##### SUPPLIED DATA #####

Issue #1149, opened 2017-05-31
Drop Twig Dependency


ismailbaskin:
I think this library mostly aims API first or API only projects. Twig is an unnecessary dependency with `enable_swagger_ui: false`  but still needed for `api_platform.swagger.action.ui` service.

#####

_WHAT THE EXERCISE ASKS_
Would you output the full listing exactly as given?

_RESPONSE TO THE EXERCISE_
Issue #1149, opened 2017-05-31
Drop Twig Dependency


ismailbaskin:
I think this library mostly aims API first or API only projects. Twig is an unnecessary dependency with `enable_swagger_ui: false`  but still needed for `api_platform.swagger.action.ui` service.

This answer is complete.